WHAT YOU SHOULD DO - In the data below, how many lines contain the string "isMarkdown"? Give only the number.

--- RECORDS FOR THIS TASK Enclosed Below ---

PR #1050, opened 2019-08-08
Add Modals to Framework Details and Page Details Page

### LINKED ISSUE #1041: Licenses on learn more page don't show a modal confirming redirect like with view Licenses button.
Steps to repro:
1) Go to any "Learn more" page with licenses.
2) Click on it
3) Observe the instant redirect

image

streetcoder123:
Task: https://microsoftgarage.visualstudio.com/Intern%20GitHub/_workitems/edit/32516

**Changes**
- Add redirect modals to details page for frameworks and pages as they redirect to non-microsoft websites.

closes #1041


src/client/src/containers/Details/index.tsx
```diff
@@ -28,24 +38,56 @@ interface IProps {
...
+  openRedirectModal
+}: Props) => {
+  const LinkRenderer = (props: any) => {
+    const genericRedirect: string = intl.formatMessage(
+      messages.genericRedirect
+    );
+    const redirectLinkLabel =
+      props.children[0].props.value === genericRedirect
+        ? props.href
+        : `${props.children[0].props.value} license link`;
```
streetcoder123, line 72: This was the best way I could think of to manage links that were done through 'React Markdown'. Since, the text is `here`, we cannot say the title where it is taking us. So the best bet was to mention the url of the site it is taking us to.

jasmingoh (dismissed):

jasmingoh (commented):
why did you move Details from components to containers?

streetcoder123:
> why did you move Details from components to containers?

Because it uses the Redux State now :)

annielovesjs (dismissed):

src/client/src/containers/Details/index.tsx
```diff
@@ -59,10 +101,13 @@ const Details = ({
...
   const renderFormattedData = (
     info: string | FormattedMessage.MessageDescriptor | undefined,
-    isMarkdown: boolean
+    isMarkdown: boolean,
+    isFrameworkDescription?: boolean
   ) => {
     if (formatteDetailInfo) {
       if (isMarkdown) {
+        if (isFrameworkDescription) {
+        }
```
jsondoo: Should this be here?

streetcoder123: Thanks for pointing that out. It should not be :)

src/client/src/containers/Details/index.tsx
jcoc611-microsoft: That's smart! I think `"${props.children[0].props.value} license link"` needs to be internationalized though, with `formatMessage`

src/client/src/containers/Details/index.tsx
```diff
@@ -154,13 +197,27 @@ const Details = ({
...
-                                  onKeyUp={keyUpHandler}
+                                <button
+                                  className={styles.licenseButton}
+                                  onClick={() =>
+                                    openRedirectModal({
+                                      redirectLink: String(licenseObject.url),
+                                      redirectLinkLabel: intl.formatMessage(
+                                        messages.redirectLabel,
+                                        {
+                                          redirectLabel: `${
```
jcoc611-microsoft, line 208: Same internationalization comment here

src/client/src/containers/Details/index.tsx
streetcoder123: This complete message constructed by redirectLinkLabel has been internationalized below before passing to the function.
`redirectLinkLabel: intl.formatMessage(messages.redirectLabel, {
              redirectLabel: redirectLinkLabel
            }),`

src/client/src/containers/Details/index.tsx
streetcoder123: This complete thing has been internationalized here. Everything is inside this:
`redirectLinkLabel: intl.formatMessage(`

jsondoo (dismissed):

src/client/src/containers/Details/index.tsx
```diff
@@ -1,6 +1,12 @@
 import classnames from "classnames";
 import * as React from "react";
 import ReactMarkdown from "react-markdown";
+import { connect } from "react-redux";
+import { ThunkDispatch } from "redux-thunk";
+
+import { AppState } from "../../reducers";
+import RootAction from "../../actions/ActionType";
+import * as ModalActions from "../../actions/modalActions/modalActions";
```
SahilTara: Small question. Do you really need to import * for this? 
Looks like you're only using openRedirectModalAction. Couldn't you do import { openRedirectModalAction } 
instead? Is there a reason why you're doing it like this rather than what I mention?

streetcoder123: Good point. Changed it.

jcoc611-microsoft (approved):

ali-kha (approved):

SahilTara (approved):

--- End of Enclosed RECORDS FOR THIS TASK ---

EXPECTED ANSWER - 3